"""

PR #11, opened 2018-07-05
Web configuration improvements

bobheadxi:
- removed package-lock
- updated dependencies
- `pages` are now `containers`
- new lint rules (the commit says `Adhere to new lint rules (airbnb 5.0.0)` but that's not really accurate oops), see 8f9311e - these are a lot more restrictive, but imo are quite nice. I recommend sticking with the new defaults
- cleaned up webpack configurations, adding some new loaders and hotloading


web/webpack.config.js
```diff
@@ -28,29 +31,27 @@ const config = {
...
         use: ['style-loader', 'css-loader', 'sass-loader'],
       },
+      {
+        // In case we use external libraries that have old-school CSS
+        test: /\.css$/,
+        use: ['style-loader', 'css-loader'],
+      },
+      {
+        // Package any static assets
+        test: /\.png($|\?)|\.jgp($|\?)|\.ico($|\?)|\.woff($|\?)|\.woff2($|\?)|\.ttf($|\?)|\.eot($|\?)|\.svg($|\?)/,
```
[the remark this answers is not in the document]
bobheadxi: 😨 that's pretty major

web/components/login/Login.js
```diff
@@ -9,11 +9,15 @@ class Login extends React.Component {
   constructor(props) {
     super(props);
 
+    // Deconstruct props and state
+    const { isLoaded, isEmpty, firebase, auth } = this.props;
+    const { email, password } = this.state;
```
mingyokim: This line needs to come after defining `this.state` in the line below

web/components/login/Login.js
```diff
@@ -9,11 +9,15 @@ class Login extends React.Component {
...
+
     this.state = {
       email: '',
       password: '',
-      loading: !this.props.auth.isLoaded,
-      loggedIn: !this.props.auth.isEmpty,
+      loading: !isLoaded,
```
mingyokim: We specifically want to check if `auth` is loaded; not sure if checking if the `props` is `isLoaded` encompasses whether `auth` is loaded. 

Regardless I think it would be best to be explicit here? by calling `isLoaded(auth)` and import `isLoaded` from `react-redux-firebase`

web/components/login/Login.js
```diff
@@ -9,11 +9,15 @@ class Login extends React.Component {
...
+      loggedIn: !isEmpty,
```
mingyokim: Same here, we probably want to specifically check if `auth` is loaded, not `props`

web/components/login/Login.js
bobheadxi: I want to avoid making any functional changes in this PR - here, `!isLoaded` does the same thing as what was there before (`!this.props.auth.isLoaded`)

web/components/login/Login.js
bobheadxi: nice catch, ill fix this

bobheadxi: see my other comment, this is just adapting the previous code to the new lint rules, I want to avoid making any non-cosmetic changes

web/components/login/Login.js
mingyokim: Sorry, i meant that `isLoaded` is not the same as what it was before. In the change above, you deconstructed `isLoaded` from `this.props` - meaning `isLoaded = this.props.isLoaded`. But we want it to be `isLoaded = this.props.auth.isLoaded`. 

So we should define `isLoaded` as `const { isLoaded } = auth` (or using some other ES6 syntax - i'm not too familiar with them) after line 11

bobheadxi: OH

bobheadxi: mb see 21b0c48

web/components/login/Login.js
bobheadxi: 21b0c48

bobheadxi:
Should probably look at 5ea3fe76b12baffe02397c2e04f5386416f6fbc9 as well for any code going forward - with destructuring, you can't assign functions that depend on state changes in the constructor, you'll have to load them in their respective functions each time. Instead of something like this:

```js
  constructor() {
    const { user } = this.state;
    this.signedInView = () => (
      <div>
        <p>Signed in as {user}</p>
        <Link to="/">Go to main</Link>
      </div>
    );
  }
```

You must write:

```js
  constructor() {
    this.signedInView = this.signedInView.bind(this);
  }

  signedInView() {
    const { user } = this.state;
    return (
      <div>
        <p>Signed in as {user}</p>
        <Link to="/">Go to main</Link>
      </div>
    );
  }
```

imo this is a lot cleaner than crowding the constructor with assignments.

See 5ea3fe7 and the associated commit description

mingyokim:
^ Does that actually increase performance or is it purely cosmetic (doesn't crowd constructor)?

bobheadxi:
As far as I know, mostly cosmetic and to avoid potential gotchas with how things load and update

mingyokim:
You need to move `NotFound.js` from `pages` to `containers`

bobheadxi:
goddammit travis

web/components/login/Login.js
```diff
@@ -8,53 +8,62 @@ import { connect } from 'react-redux';
...
-    };
+    this.onEmailChange = event => this.setState({ email: event.target.value });
+    this.onPasswordChange = event => this.setState({ password: event.target.value });
 
-    this.onPasswordChange = (event) => {
-      this.setState({ password: event.target.value });
-    };
+    this.login = this.login.bind(this);
+    this.loginView = this.loginView.bind(this);
+    this.signedInView = this.signedInView.bind(this);
```
d4l3k: What's the reason behind using `.bind(this)` here? Seems like signedInView is only used inside this class and thus you don't have any dynamic scope issues with `this`.

`login` needs to be bound since it's called from external functions, but not the internal view methods. `bind` is hideously slow and should be avoided whenever possible (90% slower).

https://jsperf.com/function-calls-direct-vs-apply-vs-call-vs-bind/14

bobheadxi: wow TIL I'll have a closer look at this, thanks!

bobheadxi: Where do you see `login()` being called externally? I think none of these functions need a `this` binding, since they're only called within this component, but maybe im misunderstanding

d4l3k: Might also consider using https://github.com/andreypopp/autobind-decorator instead. Makes the code more readable.

Could also try https://babeljs.io/docs/en/babel-plugin-transform-class-properties/ which lets you do `login = () => {}` at the class level.

bobheadxi: put up #14 to explore the babel plugin

PR #12, opened 2018-07-08
hide password input

mingyokim:
This PR hides the password input when logging in.


web/components/login/Login.js
```diff
@@ -54,6 +54,7 @@ class Login extends React.Component {
         <input
           placeholder="Enter your password"
           className="form-control"
+          type="password"
```
bobheadxi: amazing

PR #14, opened 2018-07-08
Use babel-plugin-transform-class-properties instead of bind

bobheadxi:

See https://github.com/nwhacks/nwhacks2019/pull/11#discussion_r200822229

This PR replaces `bind` calls with some `babel-plugin-transform-class-properties` magic

## :thought_balloon: Notes

This uses the `Stage 0` preset for babel-loader, which seems pretty broad but oh well

```
make web
```


web/components/login/Login.js
```diff
@@ -75,7 +71,7 @@ class Login extends React.Component {
     );
   }
 
-  signedInView() {
+  signedInView = () => {
```
d4l3k: The view functions don't need to be arrow functions right?

bobheadxi: well this one access `this.props` 🤷‍♂️

d4l3k: Yes? this.props works just fine since signedInView is called via this.signedInView().

() => {} explicity binds this to the function. This is mostly a style issue really

d4l3k: There's some performance penalties associated with using foo = () => {} over foo(){} since the first doesn't end up in the prototype and is an object property instead.

https://medium.com/@charpeni/arrow-functions-in-class-properties-might-not-be-as-great-as-we-think-3b3551c440b1

Seems like @autobind is the most performant way to do this overall. Though, the performance difference is probably negligible anyways.

web/components/login/Login.js
```diff
@@ -19,10 +19,6 @@ class Login extends React.Component {
 
     this.onEmailChange = event => this.setState({ email: event.target.value });
     this.onPasswordChange = event => this.setState({ password: event.target.value });
```
d4l3k: Might consider moving this out of the constructor as well

web/components/login/Login.js
bobheadxi: oops yeah you're right about the view functions, I've fixed that 👍 thanks!

> Though, the performance difference is probably negligible anyways.

💭 

> We should forget about small efficiencies, say about 97% of the time: premature optimization is the root of all evil.

d4l3k:
If you're curious about what happens with all the different ways of doing function defs w/ binds here they are:

Source
```
import autobind from 'autobind-decorator'

class Component {
  constructor(value) {
    this.value = value

    this.constructorBind = () => {
      return this.value
    }
  }

  normal () {
    return this.value
  }

  arrow = () => {
    return this.value
  }

  @autobind
  bind() {
    return this.value
  }
}
```

Babel output
```
var _class;

function _defineProperty(obj, key, value) { if (key in obj) { Object.defineProperty(obj, key,
{ value: value, enumerable: true, configurable: true, writable: true }); } else { obj[key] = v
alue; } return obj; }

function _applyDecoratedDescriptor(target, property, decorators, descriptor, context) { var de
sc = {}; Object['ke' + 'ys'](descriptor).forEach(function (key) { desc[key] = descriptor[key];
 }); desc.enumerable = !!desc.enumerable; desc.configurable = !!desc.configurable; if ('value'
 in desc || desc.initializer) { desc.writable = true; } desc = decorators.slice().reverse().re
duce(function (desc, decorator) { return decorator(target, property, desc) || desc; }, desc);
if (context && desc.initializer !== void 0) { desc.value = desc.initializer ? desc.initializer
.call(context) : void 0; desc.initializer = undefined; } if (desc.initializer === void 0) { Ob
ject['define' + 'Property'](target, property, desc); desc = null; } return desc; }

import autobind from 'autobind-decorator';
let Component = (_class = class Component {
  constructor(value) {
    _defineProperty(this, "arrow", () => {
      return this.value;
    });

    this.value = value;

    this.constructorBind = () => {
      return this.value;
    };
  }

  normal() {
    return this.value;
  }

  bind() {
    return this.value;
  }

}, (_applyDecoratedDescriptor(_class.prototype, "bind", [autobind], Object.getOwnPropertyDescr
iptor(_class.prototype, "bind"), _class.prototype)), _class);
```

bobheadxi:
ahhh yikes maybe autobind was the way to go, oh well

Thanks @d4l3k , this is all very insightful! will keep this in mind if we find the current method too slow

d4l3k:
The performance really doesn't matter in this case but I was just curious
what actually happens in the transformation

bobheadxi:
is the arrow function looks to be doing more or less the exact same thing as the constructor bind?

```js
    _defineProperty(this, "arrow", () => {
      return this.value;
    });

    this.constructorBind = () => {
      return this.value;
    };
```

d4l3k:
Yeah, pretty much. I was more looking at @autobind vs arrow implementation.
Autobind/decorators modify the prototype instead of the object properties
from what I can tell

PR #18, opened 2018-07-09
init secondary button

mingyokim:

This PR makes a `front_end_component` page (we will probably delete this later - this is just for visualizing the front end component without actually incorporating it into an existing component), makes a secondary button component that takes in `text` and `onClick` action. It also adds the `Apercu Pro` font. 

## :thought_balloon: Notes

Design: https://www.figma.com/file/KweWMEzkhgCpbpu5W9MZGE4L/nwHacks-2019-Website?node-id=66%3A435

Go to `/front_end_components` and open inspector - whenever you click on button, there should be a console log.


bobheadxi:
I think the `/front_end_components` page is a great idea btw, chuck all UI elements there for the time being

"""

Task directions> Where does the string "doing" occur in the listing above? Return every line that contains it.

Task result>
If you're curious about what happens with all the different ways of doing function defs w/ binds here they are:
is the arrow function looks to be doing more or less the exact same thing as the constructor bind?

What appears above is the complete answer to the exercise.